Legal challenge to Sorin-Cyberonics deal calls for careful handling

The unexpected move by the Milanese state’s attorney to block the merger between cardiology companies Sorin and Cyberonics has given the share price of the Italian group a bit of a knock, but will probably not actually derail the $2.7bn transaction.

It could delay it, however. The merger had been slated to close by the end of September and, depending on how Sorin responds, could be pushed into the fourth quarter or beyond. The companies say they will “vigorously” fight the claim, but a swift settlement might be a better idea if it means a more rapid close for the Cyberonics deal.

News of the blocking attempt caused Sorin’s shares to sink 12% in early trading today. They have since recovered slightly and are now down 3% to €2.69.

The claim, filed with the Civil Court of Milan on behalf of the Italian Ministry of the Environment and other public groups, alleges that Sorin pursued the deal as a way to shield itself from potential liability to pending litigation against its previous parent, the chemical company Snia.

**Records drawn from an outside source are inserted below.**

PR #7708, opened 2025-07-07
Fix to return operations and module file names in mock execution

jtran:
We weren't returning some of the outcome for mock execution. I don't think there was a good reason for this other than the fact that it wasn't being used.


andrewvarga (approved):

pierremtb (approved):
Thanks @jtran!

PR #7713, opened 2025-07-08
Add method argument to extrude

benjamaan476:
The extrusion created by the extrude op can be a separate object instead of it being merged with that object it is extruded from. This work exposes that option as an argument to the extrude kcl stdlib fn


pierremtb:
@benjamaan476 No pressure at all just a question if you're curious: would you want to also wire up the frontend for this? With the latest changes it _should be_ just two tiny config changes, <10 lines of code and a new non-playwright test in `sweeps.test.ts`. I'm happy to stack a PR on top of this one too if you prefer it split.

benjamaan476:
@pierremtb I've never worked in the frontend so if you want it done quickly it would be better if you did it. I'm happy to learn though so if you don't mind pairing on it so I can see what you're doing then I'm happy to do that

rust/kcl-lib/std/prelude.kcl
```diff
@@ -69,6 +69,12 @@ export START = 'start': TaggedFace
 /// Identifies the ending face of an extrusion. I.e., the new face created by an extrusion.
 export END = 'end': TaggedFace
 
+/// Specifies that a new object is created during extrusion.
+export NEW = 0
+
+/// Specifies that the extrusion will result in one object.
+export MERGE = 1
```
adamchalmers: In the past we've used strings for these constants, I'd suggest that here too.

rust/kcl-lib/std/sketch.kcl
```diff
@@ -447,6 +447,8 @@ export fn extrude(
   /// Only used if `twistAngle` is given, defaults to [0, 0] i.e. sketch's center.
   @(snippetArray = ["0", "0"])
   twistCenter?: Point2d,
+  /// The method used during extrusion, i.e. create a NEW object or MERGE the extruded objects together.
+  method?: number(Count),
```
adamchalmers: This would also need to be updated to use a string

The Snia lawsuit dates from before Sorin was spun out in 2004 and concerns legal liability for clean-up activities at two sites, in Brescia and Torviscosa, which belonged to its former subsidiary Caffaro.

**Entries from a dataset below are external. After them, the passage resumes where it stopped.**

PR #7714, opened 2025-07-08
chore: Allow multiple environment logins, new desktop authentication storage, pool configuration, swap environment support.

nadr0:
discussion https://github.com/KittyCAD/modeling-app/discussions/7668

# Issue

- Users need the ability to select the environment at the sign in page
- We need to cache this result to know what environment their token was generated for

# Implementation

- Environment variables
  - `VITE_KITTYCAD_BASE_DOMAIN` to enumerate several URLs during runtime.
  - You ca only overwrite `VITE_KITTYCAD_API_WEBSOCKET_URL` by itself otherwise use the `VITE_KITTYCAD_BASE_DOMAIN` workflow.
  - `.env.development` and `.env.production` have been updated to account for this.

- Environment related GUI
  - User menu
    - Change environment
    - Sign out of Environment
    - Sign out of all environments
  - Status bar
    - environment pop over detailing the environment
  - Sign in Page
    - Advanced sign in options for domain and pool
    - New copy outlining the sign in options

- Global application commands
  - Change Pool
  - Swap environments

- New login authentication keys on disk
  - removal of `token.txt`
  - Added `environment.txt` for last environment authenticated against (desktop only)
  - Added `envs/<subdomain>.json` to store token, pool, name for multiple desktop authentications
 
- src/lib/desktop
  - New helper functions for writing environment configuration
  - New helper functions for updating environment configuration

- @src/env
  - New runtime logic to determine your environment


pierremtb:
@nadr0 If it's gtg do you mind removing WIP from the title?

nadr0:
> @nadr0 If it's gtg do you mind removing WIP from the title?

I can, I am going to do a write up and demo of the PR as well to make the review process easier.

src/lib/desktop.ts
```diff
@@ -695,14 +752,130 @@ export const readTokenFile = async () => {
...
+  //   const environmentName = environments[i]
+  //   if (isEnvironmentName(environmentName)) {
+  //     const emptyStringToken = ''
+  //     await writeEnvironmentConfigurationToken(
+  //       environmentName,
+  //       emptyStringToken
+  //     )
+  //     console.log('cleaning', environmentName)
+  //   }
+  // }
```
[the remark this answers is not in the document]
nadr0: Outdated.

src/lib/isDesktop.ts
```diff
@@ -1,5 +1,8 @@
 // https://github.com/electron/electron/issues/2288#issuecomment-337858978
 // Thank you
 export function isDesktop(): boolean {
-  return navigator.userAgent.toLowerCase().indexOf('electron') > -1
+  return typeof navigator !== 'undefined' &&
```
nadr0, line 4: Gotcha,

When `helpRole.ts` calls `withSiteBaseURL` the `env()` object will call `isDesktop()`. This will fail if called in the electron runtime.

We need to check if `navigator` is present or not. If it is not present that means you are in desktop. If is present then do the userAgent check. 


Without this code when you clicked `Manage account` from the native file menu help dropdown it would crash with a `navigator` dereference check in electron.

This is why the home page E2E test was failing.

src/components/StatusBar/defaultStatusBarItems.tsx
```diff
@@ -101,6 +109,24 @@ function BillingStatusBarItem() {
   )
 }
 
+function EnvironmentStatusBarItem() {
+  return isDesktop() ? (
+    <Popover className="relative flex items-stretch">
+      <Popover.Button
+        className="m-0 p-0 border-0 flex items-stretch"
+        data-testid="billing-remaining-bar"
```
jacebrowning: Is this the correct test ID, same as `BillingStatusBarItem`?

src/env.ts
```diff
@@ -1,10 +1,68 @@
...
+
+export type EnvironmentVariables = {
   readonly NODE_ENV: string | undefined
+  readonly VITE_KITTYCAD_BASE_DOMAIN: string | undefined
   readonly VITE_KITTYCAD_API_BASE_URL: string | undefined
   readonly VITE_KITTYCAD_API_WEBSOCKET_URL: string | undefined
   readonly VITE_KITTYCAD_API_TOKEN: string | undefined
   readonly VITE_KITTYCAD_SITE_BASE_URL: string | undefined
   readonly VITE_KITTYCAD_SITE_APP_URL: string | undefined
+  readonly POOL: string | undefined
```
jacebrowning, line 21: It doesn't have to happen in this PR, but I would like to see a more descriptive name so it's obvious what this variable is controlling, `ENGINE_POOL` perhaps.

src/env.ts
```diff
@@ -1,10 +1,68 @@
...
+}
+
+/** Store the environment in memory to be accessed during runtime */
+let ENVIRONMENT: EnvironmentConfigurationRuntime | null = null
+
+/** Update the runtime environment */
+export const updateEnvironment = (environment: string | null) => {
+  if (environment === '') {
+    console.log('reject updating environment', environment)
```
jacebrowning: I'm not sure that logging an empty string will be helpful here.

```suggestion
    console.log('reject updating environment: <blank>')
```

src/env.ts
```diff
@@ -1,10 +1,68 @@
...
+  }
+  console.log('updating environment', environment)
+}
+
+export const updateEnvironmentPool = (
+  environmentName: string,
+  pool: string
+) => {
+  if (environmentName === '') {
+    console.log('reject updating pool,  environment:', environmentName)
```
jacebrowning:
```suggestion
    console.log('reject updating pool, environment: <blank>')
```

src/env.ts
```diff
@@ -43,18 +101,41 @@ export default (): EnvironmentVariables => {
...
+
+  // TODO: Override any manual ones
+
   const environmentVariables: EnvironmentVariables = {
     NODE_ENV: (env.NODE_ENV as string) || viteOnly.MODE || undefined,
-    VITE_KITTYCAD_API_BASE_URL:
-      (env.VITE_KITTYCAD_API_BASE_URL as string) || undefined,
-    VITE_KITTYCAD_API_WEBSOCKET_URL:
-      (env.VITE_KITTYCAD_API_WEBSOCKET_URL as string) || undefined,
+    VITE_KITTYCAD_BASE_DOMAIN: BASE_DOMAIN || undefined,
```
jacebrowning, line 145: I don't think we should make a change in this PR, but I now question why `src/env.ts` is letting "VITE" spill out into the rest of the codebase. As the interface, this utility code could strip that prefix, which is only required for the browser to access these environment variables.

src/lib/desktop.test.ts
```diff
@@ -166,4 +178,146 @@ describe('desktop utilities', () => {
...
+
+  describe('readEnvironmentConfigurationToken', () => {
+    it('should return the empty string for development', async () => {
+      const expected = ''
+      const actual = await readEnvironmentConfigurationToken('development')
+      expect(actual).toBe(expected)
+    })
+    it('should return the empty string for production', async () => {
+      const expected = ''
+      const actual = await readEnvironmentConfigurationToken('production')
```
jacebrowning: I am surprised to see a name here rather than a domain. Does it work with both? I don't think we should write a `production.json` to disk as there will be many "production" environments -- it should use the domain.

src/lib/desktop.ts
```diff
@@ -519,6 +525,60 @@ const getTokenFilePath = async () => {
...
+  const fullPath = await getEnvironmentConfigurationFolderPath()
+  try {
+    await window.electron.stat(fullPath)
+  } catch (e) {
+    // File/path doesn't exist
+    if (e === 'ENOENT') {
+      await window.electron.mkdir(fullPath, { recursive: true })
+    }
+  }
+  // /envs/development.json
```
jacebrowning: Is this comment correct? I though filenames were based on the domain.

src/lib/desktop.ts
```diff
@@ -695,14 +755,138 @@ export const readTokenFile = async () => {
...
+      }
+    )
+    if (!environment) return ''
+    return environment.trim()
+  }
+  return ''
+}
+
+/**
+ * We store the environment file on disk because we store the token.txt across app installs
```
jacebrowning: This seems to be the only reference to `token.txt` in this PR. Is that still the correct filename?

src/machines/authMachine.ts
```diff
@@ -215,44 +253,74 @@ async function getAndSyncStoredToken(input: {
...
+      }
+      if (!environmentName) {
+        return new Error('Unable to logout, cannot find environment')
+      }
 
+      const url = environmentName
       if (token) {
         try {
-          await fetch(withAPIBaseURL('/oauth2/token/revoke'), {
+          await fetch(url + '/oauth2/token/revoke', {
```
jacebrowning: This variable aliasing feels a bit off to me:

`VITE_KITTYCAD_BASE_DOMAIN` becomes `environmentName` becomes `url`


Is it the name of an environment or the domain? It's certainly not a complete URL with schema -- does `fetch()` require that?

src/components/StatusBar/defaultStatusBarItems.tsx
pierremtb: Good catch!

src/components/environment/Environment.tsx
```diff
@@ -0,0 +1,121 @@
...
+          </p>
+        </li>
+        <li className="flex flex-col px-2 py-2 gap-1 last:mb-0 ">
+          <p className="text-chalkboard-100">WebSocket (real-time-data)</p>{' '}
+          <p className="text-chalkboard-60">
+            {env().VITE_KITTYCAD_API_WEBSOCKET_URL}
+          </p>
+        </li>
+        <li className="flex flex-col px-2 py-2 gap-1 last:mb-0 ">
+          <p className="text-chalkboard-100">Connection Pool</p>{' '}
```
pierremtb, line 77: Is Connection Pool the official name we want to go for? I guess until it's public facing it doesn't matter too much. This is the name of the pool of running KittyCAD Engine instances in said environment correct? That are all built from the same code.

src/components/UserSidebarMenu.tsx
```diff
@@ -141,20 +162,54 @@ const UserSidebarMenu = ({ user }: { user?: User }) => {
...
+          'data-testid': 'user-sidebar-sign-out',
+          children: <span>Sign out of all environments</span>,
+          onClick: () => send({ type: 'Log out all' }),
+          className:
+            hideEnvironmentItems || !hasMultipleEnvironments ? 'hidden' : '',
+        },
       ].filter(
         (props) =>
           props === 'break' ||
           (typeof props !== 'string' && !props.className?.includes('hidden'))
```
pierremtb, line 210: It's kinda weird we don't have a `hidden` property at this point but I guess this works

src/lib/commandBarConfigs/applicationCommandConfig.ts
```diff
@@ -447,7 +453,69 @@ export function createApplicationCommands({
...
+    groupId: 'application',
+    onSubmit: (data) => {
+      if (data) {
+        const requestedEnvironmentFormatted = returnSelfOrGetHostNameFromURL(
+          data.environment
+        )
+        writeEnvironmentFile(requestedEnvironmentFormatted)
+          .then(() => {
+            // Reload the application and it will trigger the correct sign in workflow for the new environment
+            window.location.reload()
```
pierremtb, line 472: We're not using this in test anywhere right? I know the initial assembly tests were doing this and it led to some weird hanging engine behavior, which is probably all fixed up now but just to be sure.

src/lib/commandBarConfigs/applicationCommandConfig.ts
```diff
@@ -447,7 +453,69 @@ export function createApplicationCommands({
...
+      environment: {
+        inputType: 'string',
+        required: true,
+      },
+    },
+  }
+
+  const choosePoolCommand: Command = {
+    name: 'choose-pool',
+    displayName: 'Choose pool',
```
pierremtb, line 487: Related to the comment above about the 'pool' naming

src/lib/desktop.ts
```diff
@@ -695,14 +755,138 @@ export const readTokenFile = async () => {
...
+
+export const listAllEnvironments = async () => {
+  const environmentFolder = await getEnvironmentConfigurationFolderPath()
+  const files = await window.electron.readdir(environmentFolder)
+  return files
+    .filter((fileName: string) => {
+      return fileName.endsWith('.json')
+    })
+    .map((fileName: string) => {
+      return fileName.replace('.json', '')
```
pierremtb: Bit of nit but say my env is `dev.json.zoo.dev`?

Should we just slice the last 5 chars since we checked what they were in the filter?

src/lib/utils.ts
```diff
@@ -753,3 +753,15 @@ export async function engineViewIsometricWithoutGeometryPresent({
...
 }
+
+export function returnSelfOrGetHostNameFromURL(requestedEnvironment: string) {
+  let environment = requestedEnvironment.trim()
+  try {
+    const tryToMakeAURL = new URL(requestedEnvironment)
+    environment = tryToMakeAURL.hostname
+  } catch (e) {
+    // it is fine if it isn't a URL
+    console.log(e)
```
pierremtb: Maybe if we encouter this log for debug


```suggestion
    console.log('No change made to non-url: ', e)
```

src/machines/authMachine.ts
```diff
@@ -120,6 +127,23 @@ export const authMachine = setup({
...
+        src: 'logoutAllEnvironments',
+        onDone: 'loggedOut',
+        onError: {
+          target: 'loggedIn',
+          actions: [
+            ({ event }) => {
+              console.error(
+                'Error while logging out',
+                'error' in event ? `: ${event.error}` : ''
+              )
```
pierremtb, line 141: I know this is just a copy from loggingOut above: why isn't this a toast?

src/machines/authMachine.ts
```diff
@@ -215,44 +253,74 @@ async function getAndSyncStoredToken(input: {
...
+  const token = inputToken || cookieToken || fileToken
 
+  // Log what tokens we found
   console.log('Token used for authentication')
   console.table([
     ['persisted token', !!inputToken],
     ['cookie', !!cookieToken],
-    ['local storage', !!localStorageToken],
     ['api token', !!VITE_KITTYCAD_API_TOKEN],
+    ['file token', !!fileToken],
```
pierremtb, line 274: Is it safe to be printing those in the web context where there could potentially be extensions lurking and whatnot?

I realize this doesn't really concern this PR, can definitely be separately addressed

src/machines/authMachine.ts
```diff
@@ -215,44 +253,74 @@ async function getAndSyncStoredToken(input: {
...
   if (isDesktop()) {
     try {
-      let token = await readTokenFile()
+      const environmentName =
+        requestedEnvironmentName || env().VITE_KITTYCAD_BASE_DOMAIN
+      let token = ''
+      if (environmentName) {
+        token = await readEnvironmentConfigurationToken(environmentName)
+      }
+      if (!environmentName) {
```
pierremtb:
```suggestion
      } else {
```

src/machines/authMachine.ts
```diff
@@ -267,7 +335,9 @@ async function logout() {
           console.error('Error revoking token:', e)
         }
 
-        await writeTokenFile('')
+        if (environmentName)
+          await writeEnvironmentConfigurationToken(environmentName, '')
```
pierremtb:
```suggestion
        if (environmentName) {
          await writeEnvironmentConfigurationToken(environmentName, '')
        }

```

I think this helps with clarity and debug later

src/machines/authMachine.ts
```diff
@@ -280,3 +350,19 @@ async function logout() {
...
+
+/**
+ * To logout you need to revoke the token via the `oauth2/token/revoke` deleting the token off disk for electron
+ * will not be sufficient.
+ */
+async function logoutAllEnvironments() {
+  if (!isDesktop()) {
+    return new Error('unimplemented for web')
+  }
+  const environments = await listAllEnvironments()
```
pierremtb, line 361: Should this be typed? I see `Promise<any>` here

Asking because I was about to suggest `for (const environmentName of environments)` for the next two lines

src/routes/AdvancedSignInOptions.tsx
```diff
@@ -0,0 +1,100 @@
...
+          enterFrom="opacity-0 -translate-y-2"
+          enterTo="opacity-100 translate-y-0"
+          as={Fragment}
+        >
+          <Popover.Panel
+            className={`z-10 absolute top-full left-0 mt-1 p-2 w-52 bg-chalkboard-10 dark:bg-chalkboard-90
+          border border-solid border-chalkboard-20 dark:border-chalkboard-90 rounded
+          shadow-lg`}
+          >
+            {({ close }) => (
```
pierremtb: What's `close` here? Looks like we're not using it?

.env.development
```diff
@@ -3,12 +3,10 @@
 NODE_ENV=development
 
 # App
-VITE_KITTYCAD_API_BASE_URL=https://api.dev.zoo.dev
-VITE_KITTYCAD_API_WEBSOCKET_URL=wss://api.dev.zoo.dev/ws/modeling/commands
+VITE_KITTYCAD_BASE_DOMAIN=dev.zoo.dev
```
pierremtb, line 6: This is clleeeeeeeeeeeeeeeeeean :heart:

pierremtb (commented):
Alright longer review than expected! Feels good playing with it locally.

Left lots of comments, most of them are nits and cool to move forward without addressing or creating separate issues for them. Before approving I'd like to make sure we look at @jacebrowning's feedback at https://github.com/KittyCAD/modeling-app/pull/7714#discussion_r2222634118

src/machines/authMachine.ts
pierremtb: I believe I'd want the https://eslint.org/docs/latest/rules/curly rule enforced haha, can definitely be its own issue

src/components/StatusBar/defaultStatusBarItems.tsx
nadr0: copy and paste got me. AI bot didn't find it :thonking:

src/env.ts
nadr0: Sounds, good. I can leave a TODO reminder here.

src/env.ts
nadr0: In the body of work to hoist vars to a central location ([documentation](https://github.com/KittyCAD/modeling-app/discussions/7668)) I kept the names the same.

At the time I didn't think of this that there can be a separation of environment variables from locations and then some "configuration/runtime value" you need across the codebase that isn't directly an environment variable anymore.

I agree the utility function for developers could have a better variable name like `env().API_BASE_URL` it doesn't need to be the `VITE_`.

src/lib/desktop.test.ts
nadr0: I forgot to update this unit test to use the new domains. Since it is a string, this should still pass the unit test. 
Though if you write the value of `production` that is the literal domain so no that will not work.

pretty positive you could write `dog` and it would pass. It is doing the base case check that "nothing exists" since the node.js functions are not mocked to return a value.

src/lib/desktop.ts
nadr0: Good catch, thanks!

src/env.ts
```diff
@@ -1,10 +1,68 @@
...
+import type { EnvironmentConfigurationRuntime } from '@src/lib/constants'
+
+export function generateDomainsFromBaseDomain(baseDomain: string) {
+  return {
+    API_URL: `https://api.${baseDomain}`,
+    SITE_URL: `https://${baseDomain}`,
+    WEBSOCKET_URL: `wss://api.${baseDomain}/ws/modeling/commands`,
+    APP_URL: `https://app.${baseDomain}`,
+  }
+}
```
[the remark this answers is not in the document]
nadr0: I mean yes but no? What if I want the function to allow the empty string, it lets me check the default values of the return function.

src/lib/desktop.ts
nadr0: I updated the comment to make this clearer. I only referenced the filename `token.txt` to give someone a similar pattern that they may have seen before.

I removed this reference and made it more generic.

src/machines/authMachine.ts
nadr0: Well I got into the pickle of everything was an `environment` or `environmentName` but I left some of the variable names the same. So all of these are domains now. Trying to clean this block of code up.

src/components/environment/Environment.tsx
nadr0: I think connection pool is safe. We already have references to this pool parameter in the code base and it has been there for awhile.

Putting `connection` in from of Pool shouldn't matter. This is taken from Frank's designs.

src/components/UserSidebarMenu.tsx
nadr0: Yeah. I didn't want to mess with the filtering logic here, I kept it the same way.

src/lib/commandBarConfigs/applicationCommandConfig.ts
nadr0: Correct, this is not in any E2E tests at the moment. 

This is important for the application runtime since we don't have a clean "everything that was using URLs pls don't use this old one anymore" While the code is referencing a live `@src/env` object of `env()` any out going requests that come back would need to be ignore which is not happening.


It is safe for new requests but to make sure the application is cleared of old data we refresh everything.

src/lib/commandBarConfigs/applicationCommandConfig.ts
nadr0: @franknoirot Any opinions?

src/machines/authMachine.ts
nadr0: I can leave the rule for a future time. Would want the broader teams input. There are a lot of shorthand locations in the system.

src/routes/AdvancedSignInOptions.tsx
nadr0: Good catch, left over from the previous GUI.

jacebrowning (approved):

src/machines/authMachine.ts
nadr0: Based on our usage of `window.electron.readdir` it gives us an any type. This is happening throughout multiple locations in the code base.

src/lib/desktop.ts
nadr0: Thanks, that was wrong to implement my solution. I updated it to use a suffix and a substring logic.

src/lib/utils.ts
nadr0: Updated to be more helpful.

src/machines/authMachine.ts
nadr0: I kept the same exact pattern as the logout one above in the source code.

src/machines/authMachine.ts
nadr0: No actual value is being printed here. When you do `!!` in front of a value it will say is it truthy or falsey. 

image

This is intentional because I do not want to print these values out, I want to print if they have a value.

src/machines/authMachine.ts
pierremtb: Cool, that sucks but thanks for giving the details

src/machines/authMachine.ts
pierremtb: Oh sick! I read too quick ty!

It is unclear how much Sorin could be on the hook for, but according to Jeffries analysts the figure was put at €60m for Snia in Sorin's 2004 IPO documentation. Sorin continues to contest the claims through the Italian courts.

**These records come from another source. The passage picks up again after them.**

PR #6299, opened 2025-04-11
coerce [single, HomArray[single]] into flattened HomArray

jessfraz:
coerce `vec![solid, ..., vec[solid, solid..]]`, into `vec![solid,..]`

if yall are stressed about this generically i can do it only for solids

PR #7715, opened 2025-07-08
Add array concat() function

jtran:
Replaces #7663.

```kcl
arr1 = [10, 20, 30]
arr2 = [40, 50, 60]
newArr = concat(arr1, items = arr2)
// newArr is [10, 20, 30, 40, 50, 60]

// You can also pipe.
newArr2 = arr1
  |> concat(items = arr2)
```

Besides the obvious convenience, Text-to-CAD seems to like to generate code that looks like this:

```kcl
pipeWithFeature = union([pipe] + feature)
pipeWithFeature = union([pipe] + [feature])
pipeWithFeature = union(solids = [pipe] + feature)
```

Hopefully it can learn to use `concat()` instead.


rust/kcl-lib/tests/array_concat_non_array/input.kcl
```diff
@@ -0,0 +1,5 @@
+a = concat([1, 2], items = 3)
+assert(a[2], isEqualTo = 3, tolerance = 0.00001, error = "3 should have been coerced to [3] and concatenated")
```
lee-at-zoo-corp, line 2: Wait wait what lol

lee-at-zoo-corp (commented):
LGTM but have not tested locally. I'd also like to see at least one more reviewer before approval.

rust/kcl-lib/tests/array_concat_non_array/input.kcl
jtran: Yes, I think it's very strange, but this is how KCL has worked for a long time.

- #6299
- #6326
- and then we went all in on #7181 and probably elsewhere

lee-at-zoo-corp: Noooooooo

jtran: Here's another one that's related:

-  #6816

adamchalmers (approved):

rust/kcl-lib/tests/array_concat_non_array/input.kcl
```diff
@@ -0,0 +1,5 @@
...
+b = concat(1, items = 2)
+assert(b[0], isEqualTo = 1, tolerance = 0.00001, error = "1 should have been coerced to [1] and concatenated")
+assert(b[1], isEqualTo = 2, tolerance = 0.00001, error = "2 should have been coerced to [2] and concatenated")
```
nadr0, line 5: dang we don't have a length check https://github.com/kittycad/modeling-app/issues/4804

To make this overkill it would be great if we could check the length.

jtran: Right. I was just about to comment in another PR #7721 that we need an array length function.

nadr0: What if we did something like
```
dog = [1,2]
cat = [3,4]
actual = concat(dog, items=cat)

expected = [1,2,3,4,5]
reduce(expected, initial=0, f= fn(@a, accum){
  assert(actual[accum], isEqualTo = expected[accum], tolerance = 0.00001)
  return accum + 1
})

reduce(actual, initial=0, f= fn(@a, accum){
  assert(actual[accum], isEqualTo = expected[accum], tolerance = 0.00001)
  return accum + 1
})
``` 

dang you need to do both actually...? 

If `actual.length < expected.length` then the `reduce(expected` would fail. 
If `actual.length > expected.length` then the `reduce(actual` would fail.

nadr0:
ope, Adam beat me to it. 

I tested this out locally in the application and it worked well. I provided one comment on the length check and a method with reduce and assert in our current state since we don't have a length checker.

rust/kcl-lib/tests/array_concat_non_array/input.kcl
jtran: Maybe this tells us we need `assert()` to support checking that arrays are equal?

jtran: - #7727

Analysts from Berenberg wrote in a note this morning that “the Italian state’s attorney is less looking to scupper the transaction in its entirety, and rather [will] use it as a trigger to reach a quick cash settlement for a case that was otherwise likely to go on for many years”.

LivaNova a barrel

If so, this is a clever move. Sorin in particular needs the merger close, as its share price shift shows, and ought to be willing to accede to the state’s attorney’s demands.

The new company, to be called LivaNova, will have several advantages. Firstly it will be a larger, more diverse company in a sector where it is increasingly important to build scale and offer as wide a range of products as possible. There are also geographical synergies as Sorin gains most of its sales from Europe and Japan whereas Cyberonics is mostly US-based (Bigger is better for Sorin-Cyberonics combination, February 27, 2015).

Moreover, LivaNova will be based in the UK to take advantage of a lower corporate tax rate. The shares in the new company will be listed on both Nasdaq and the London stock exchange.

Sorin will surely be willing, if not happy, to sacrifice a few tens of millions of euros to keep the LivaNova transaction on – or just behind – schedule.